Permintaan Emas Dunia Tahun Lalu Capai Rekor 5.002 Ton

waktu baca 2 menit

Jakarta (KABARIN) - World Gold Council atau WGC mengungkapkan bahwa total permintaan emas global pada 2025 menyentuh angka fantastis 5.002 ton, rekor tertinggi sepanjang sejarah.

"Kuartal keempat yang memecahkan rekor menjadi penutup bagi tahun yang sangat kuat, seiring berlanjutnya ketidakpastian geopolitik dan ekonomi global yang mendorong lonjakan investasi emas dengan nilai tahunan mencapai 555 miliar dolar AS," kata Head of Asia-Pacific (ex-China) and Global Head of Central Banks WGC Shaokai Fan dalam rilis resmi di Jakarta, Jumat.

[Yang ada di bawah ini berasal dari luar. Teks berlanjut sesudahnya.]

PR #4455, opened 2026-05-13
Add textAlign to Paragraph and improve JSDoc

justinhenricks:
## TLDR

Add `textAlign` to `ParagraphElementProps` and replace the `type` prop, aligning ui-extensions types with the underlying component change.

## What changed

- **Added** `textAlign` prop (`'start' | 'end' | 'center' | 'auto'`) to `ParagraphElementProps`
- **Removed** `type` prop (`'paragraph' | 'small'`)
- **Added** `@publicDocs` annotations to `ParagraphElement` and `ParagraphProps`
- **Improved** JSDoc for `BaseElementProps`, `BaseElementPropsWithChildren`, and their properties

## Context

The underlying `s-paragraph` web component change shipped in https://github.com/shop/world/pull/577805, which wired `textAlign` through the Polaris web component pipeline. This PR updates the ui-extensions type declarations to match.

PR #4480, opened 2026-05-20
Add textAlign to Paragraph and improve JSDoc

justinhenricks:
Backport of https://github.com/Shopify/ui-extensions/pull/4455 to 2025-10.

## TLDR
Add `textAlign` to `ParagraphProps` and replace the `type` prop, aligning ui-extensions types with the underlying component change.

## What changed
- **Added** `textAlign` prop (`'start' | 'end' | 'center' | 'auto'`) to `ParagraphProps`
- **Removed** `type` prop (`'paragraph' | 'small'`)
- **Improved** JSDoc for `BaseElementProps`, `BaseElementPropsWithChildren`


packages/ui-extensions/docs/surfaces/checkout/generated/targets.json
```diff
@@ -2723,19 +2723,43 @@
   "purchase.address-autocomplete.suggest": {
     "components": [],
     "apis": [
-      "AddressAutocompleteStandardApi",
-      "AddressAutocompleteSuggestApi"
+      "AddressAutocompleteSuggestApi",
```
robin-drexler, line 2726: @mcvinci @rennyG can you judge if that's ok?

robin-drexler (approved):

packages/ui-extensions/docs/surfaces/checkout/generated/targets.json
rennyG: @johndcollett is this related to the buggy behaviour we were seeing yesterday?

johndcollett: this is correct. I don't think I committed the changes when I modified the script in here just in shopify-dev.

PR #4489, opened 2026-05-27
Add POS staff member session signal

akhayoon:
### Background

https://github.com/shop/issues-retail/issues/29701

POS UI extensions currently expose `session.currentSession.staffMemberId` as a static value captured when an extension instance starts. Extensions need a reactive session field so they can respond when the pinned-in staff member changes.

### Solution

Add `session.staffMember` to the POS Session API as a `ReadonlySignalLike<StaffMember | undefined>`, matching existing signal-based APIs like `cart.current` and `connectivity.current`.

The `StaffMember` shape is intentionally limited to `{ id }`. This is a reactive replacement for the existing public `currentSession.staffMemberId` field. I opted not to expose `firstName` / `lastName` in this PR because Shopify's internal PII guidance treats names as PII/personal data, including employee or contractor names:

- https://vault.shopify.io/page/4631

Staff display names can be considered separately with API/privacy review if needed.

This keeps `currentSession.staffMemberId` for backwards compatibility and marks it deprecated. The runtime wiring will happen in the companion `Shopify/extensibility` PR.

Changes:

- Add `StaffMember` with `id`
- Add `SessionApiContent.staffMember`
- Export `StaffMember` from the POS API barrel
- Update POS tester factories to include the new signal
- Add a minor changeset

### 🎩

- `yarn build`

### Checklist

### DIFF
--- a/packages/ui-extensions/src/surfaces/point-of-sale/types/session.ts
+++ b/packages/ui-extensions/src/surfaces/point-of-sale/types/session.ts
@@ -1,6 +1,17 @@
 import type {CurrencyCode} from '../../../shared';
 
 /**
+ * Defines a staff member in POS.
+ * @publicDocs
+ */
+export interface StaffMember {
+  /**
+   * The staff member ID.
+   */
+  id: number;
+}
+
+/**
  * Defines information about the current POS session.
  * @publicDocs
  */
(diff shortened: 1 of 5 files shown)


packages/ui-extensions/src/surfaces/point-of-sale/types/session.ts
```diff
@@ -1,5 +1,26 @@
...
+
+  /**
+   * The staff member's first name, when available.
+   */
+  firstName?: string;
+
+  /**
+   * The staff member's last name, when available.
+   */
+  lastName?: string;
```
vctrchu: Aren't these considered PII? We probably don't want to expose these

vctrchu:
@akhayoon For your knowledge, you can comment `/snapit` on any ui extension PR and it will deploy a snapshot build to insert into your extension. This can be useful it you want to validate the entire package or share it with someone else to test.

vctrchu (approved):

PR #4500, opened 2026-06-05
Expose POS background scanner sources and scan events

vctrchu:
### Background

POS background data extensions need a way to react to scanner input while POS is running, without requiring merchants to open an extension UI first.

The merchant use case is passive scanner awareness from a background target: an associate scans with POS hardware, and the extension can react to that new scan without first opening a modal/action extension UI.

### Design iteration

This PR originally explored exposing a read-only scanner surface on `pos.app.ready.data` with both:

```ts
shopify.scanner.sources.current.value;
shopify.scanner.scannerData.current.subscribe(...);
```

After review discussion, we changed the shape. The feedback was that background data targets should not become a dumping ground for stateful signals when the thing being represented is actually an occurrence. Scan payloads are closer to cart/transaction events than durable state: an extension wants to know that a scan happened now, not read whatever the last scan happened to be.

The final design is therefore:

- Scanner availability remains state: `shopify.scanner.sources`.
- Scan payloads become events: `shopify.addEventListener('scan', ...)`.
- Camera scanner controls remain unavailable on background targets.

### API decision

This PR intentionally splits scanner information into two shapes:

1. Scanner availability is state, so it is exposed as a read-only signal:

```ts
shopify.scanner.sources.current.value;
```

2. Scan payloads are occurrences, so they are delivered as events:

```ts
shopify.addEventListener('scan', event => {
  handleScan(event.data, event.source);
});
```

We should not expose background scan payloads as `shopify.scanner.scannerData.current`. A scan is not durable state like cart contents or scanner availability. Keeping the last scan as a readable signal creates stale "last scanned value" semantics: an extension could read or subscribe after a scan and process an old payload as if it were new. Delivering scan payloads through `shopify.addEventListener('scan', ...)` makes the timing explicit: a scan happened now.

### Solution

- Added `ReadonlyScannerApiContent` / `ReadonlyScannerApi` for background scanner source access.
- Added `ReadonlyScannerApi` to `DataTargetApi`.
- Added `ScanEvent` for `shopify.addEventListener('scan', ...)`.
- Exported scanner source and scan event helper types from the POS API barrel.
- Updated `@shopify/ui-extensions-tester` data target mocks to expose scanner sources without `scannerData` or camera controls.

On `pos.app.ready.data`, developers can use:

```ts
shopify.scanner.sources.current.value;

shopify.addEventListener('scan', event => {
  handleScan(event.data, event.source);
});
```

The background target does not expose:

```ts
shopify.scanner.scannerData;
shopify.scanner.showCameraScanner;
shopify.scanner.hideCameraScanner;
```

Foreground/action scanner targets keep the existing full Scanner API shape for compatibility.

### What this PR does not do

This is the public TypeScript contract and tester support only. Live scan delivery still requires companion runtime work:

- extensibility: expose only scanner sources on `pos.app.ready.data` and route scan payloads through the existing host event listener path.
- POS Mobile: listen for native scanner results while background extensions are enabled and dispatch `scan` events to the background runtime.

### How to test

1. Add the latest snapshot from this PR to an extension `package.json` and install it.
2. Set `api_version = "2026-07"` and target `pos.app.ready.data` in `shopify.extension.toml`.
3. In the background module, read scanner sources with `shopify.scanner.sources.current.value`.
4. Register a scan listener with `shopify.addEventListener('scan', event => handleScan(event.data, event.source))`.
5. Confirm `shopify.scanner.sources` compiles and `shopify.addEventListener('scan', ...)` is typed.
6. Confirm `shopify.scanner.scannerData`, `showCameraScanner`, and `hideCameraScanner` are not available on the background target.

Live runtime scanner delivery requires the companion extensibility runtime and POS Mobile changes.

### Checklist

- [x] I have updated relevant documentation through JSDoc / generated types
- [x] I have added a changeset

### DIFF
--- a/packages/ui-extensions/src/surfaces/point-of-sale/api/scanner-api/scanner-api.ts
+++ b/packages/ui-extensions/src/surfaces/point-of-sale/api/scanner-api/scanner-api.ts
@@ -42,16 +42,16 @@ export interface ScannerSources {
  */
 export interface ScannerData {
   /**
-   * Current available scanner sources with subscription support. The `value` property provides current sources, and `subscribe` listens for changes. Use to monitor which scanners are available.
+   * Current scanner data with subscription support. The `value` property provides current scan data, and `subscribe` listens for changes. Use to receive scanner events.
    */
   current: ReadonlySignalLike<ScannerSubscriptionResult>;
 }
 
 /**
- * The `ScannerApi` object provides scan results and scanner controls.
+ * The readonly scanner API provides scan results and scanner source information.
  * @publicDocs
  */
-export interface ScannerApiContent {
+export interface ReadonlyScannerApiContent {
   /**
    * Access current scan data and subscribe to new scan events. Use to receive real-time scan results.
    */
@@ -60,6 +60,13 @@ export interface ScannerApiContent {
    * Access available scanner sources on the device. Use to check which scanners are available (camera, external, or embedded).
    */
   sources: ScannerSources;
+}
+
+/**
+ * The `ScannerApi` object provides scan results and scanner controls.
+ * @publicDocs
+ */
+export interface ScannerApiContent extends ReadonlyScannerApiContent {
   /**
    * Show the camera scanner.
    */
@@ -68,6 +75,14 @@ export interface ScannerApiContent {
    * Hide the camera scanner.
    */
   hideCameraScanner: () => void;
+}
+
+/**
+ * The readonly scanner API provides access to scanner data and scanner source information. Access these properties through `shopify.scanner` to monitor scan events and available scanner sources.
+ * @publicDocs
+ */
+export interface ReadonlyScannerApi {
+  scanner: ReadonlyScannerApiContent;
 }
 
 /**
--- a/packages/ui-extensions/src/surfaces/point-of-sale/api/scanner-api/scanner-api.ts
+++ b/packages/ui-extensions/src/surfaces/point-of-sale/api/scanner-api/scanner-api.ts
@@ -48,14 +48,10 @@ export interface ScannerData {
 }
 
 /**
- * The readonly scanner API provides scan results and scanner source information.
+ * The readonly scanner API provides scanner source information. Scan events are delivered separately through `shopify.addEventListener('scan', ...)`.
  * @publicDocs
  */
 export interface ReadonlyScannerApiContent {
-  /**
-   * Access current scan data and subscribe to new scan events. Use to receive real-time scan results.
-   */
-  scannerData: ScannerData;
   /**
    * Access available scanner sources on the device. Use to check which scanners are available (camera, external, or embedded).
    */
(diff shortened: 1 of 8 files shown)


henryStelle (approved):

packages/ui-extensions/src/surfaces/point-of-sale/api/scanner-api/scanner-api.ts
```diff
@@ -60,6 +60,13 @@ export interface ScannerApiContent {
    * Access available scanner sources on the device. Use to check which scanners are available (camera, external, or embedded).
    */
   sources: ScannerSources;
+}
+
+/**
+ * The `ScannerApi` object provides scan results and scanner controls.
```
fatbattk: nit: `scan data, scanner sources, and [...]`.

fatbattk (approved):

packages/ui-extensions/src/surfaces/point-of-sale/api/scanner-api/scanner-api.ts
vctrchu: Good call, updated to `scan data, scanner sources, and camera controls`. Thanks!

js-goupil (changes requested):
We're exposing signals which are stateful to bodies that are supposed to be run once. 

The solution should be to create a new event that is observable when scan events happen on POS. The risk here is that we're introducing a pattern where the app ready target can be a dumping ground for signals. By this same logic, we could remove the cart change events and have extensions use the cart signals.

Example of what I'm proposing:

```
render('pos.app.ready.data', () => {
   addEventListener('scanevent', (scanData) => {
       // Do something with scan data
   });
   
   addEventListener('scannersourceupdate', () => {
             // Do something with scanner sources
   })
```

henryStelle:
> By this same logic, we could remove the cart change events and have extensions use the cart signals.

That doesn't seem like a bad idea to me. Constantly exposing signals would unlock allowing developers to use some of the fancy `effect` or `computed` signal helpers to simplify more complex logic depending on multiple states changing.

vctrchu:
Going to put this back into draft. We need to set some clear distinctions on when to use signals vs events.

js-goupil:
@henryStelle I'm thinking more about this, and I think that in some cases it makes sense to have signals, purely because we might want to read current values in the reaction to another event. Example: you just want to read the current cart, or read the current available scanners.  

That said, I'm starting to feel like scanner data in particular works better as an event, EVEN in regular UI based targets. It's kind of weird that we would look at the current scan data, for a scan that may have happened 2 minutes ago. Typically, we want to know that a scan happened, and do some work, and then forget about it. Many partners have complained about stale scan data. Similar to how we don't store the last completed transaction, and therefore it belongs as a named event that we subscribe to.

akhayoon:
Updated the PR description to capture the design iteration from the review discussion.

The current shape is:

- `scanner.sources` remains read-only state on `pos.app.ready.data`
- scan payloads are delivered as `scan` events through `shopify.addEventListener('scan', ...)`
- `scannerData`, `showCameraScanner`, and `hideCameraScanner` are not exposed on the background target

I also updated the `ScanEvent` JSDoc example to avoid logging scan payloads directly.

Could you re-review the final event-based API shape? If this matches the direction from the discussion, I’ll take the PR out of draft.

akhayoon (approved):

Permintaan emas untuk investasi menjadi pendorong utama, mencapai 2.175 ton, sementara investor global berbondong-bondong masuk ke ETF emas dengan total tambahan 801 ton sepanjang tahun.

Emas batangan dan koin juga laris manis dengan permintaan global 1.374 ton atau setara 154 miliar dolar AS, didorong terutama oleh Tiongkok dan India yang masing-masing naik 28 persen dan 17 persen dibanding tahun sebelumnya.

Di Indonesia, permintaan emas konsumen tercatat 48,2 ton pada 2025 atau naik 2 persen dibanding tahun sebelumnya. Tren menunjukkan minat yang meningkat ke arah produk investasi, dengan emas batangan dan koin melonjak 29 persen menjadi 31,6 ton karena kebutuhan perlindungan nilai kekayaan di tengah fluktuasi ekonomi dan terbatasnya daya tarik aset alternatif.

"Di Indonesia, kami melihat pergeseran yang jelas menuju pola pikir investasi yang lebih strategis. Alih-alih menjual emas yang dimiliki, banyak konsumen memilih untuk menggunakannya sebagai agunan untuk mengakses likuiditas melalui mekanisme gadai," ungkap Shaokai.

Permintaan perhiasan global memang turun 18 persen dibanding 2024, namun nilai totalnya tetap naik 18 persen menjadi 172 miliar dolar AS. Di Tanah Air, permintaan perhiasan menurun 27 persen menjadi 16,6 ton karena tekanan harga dan daya beli, tapi belanja konsumen untuk perhiasan justru naik 5 persen. Konsumen Indonesia semakin memilih emas kadar rendah agar tetap bisa membeli di tengah kenaikan harga.

Untuk pasokan emas, WGC mencatat rekor baru dengan produksi tambang 3.672 ton dan peningkatan daur ulang 3 persen. Namun banyak investor dan rumah tangga tetap menyimpan emasnya daripada menjual, menunjukkan kepercayaan tinggi pada nilai jangka panjang.

"Likuiditas rumah tangga yang meningkat pada periode Idul Fitri, didukung oleh tunjangan hari raya (THR) serta praktik pemberian hadiah dalam tradisi budaya mendorong pembelian emas sebagai sarana tabungan jangka panjang dan transfer kekayaan, sehingga daya tarik emas tetap terjaga terlepas dari fluktuasi harga," tambah Shaokai.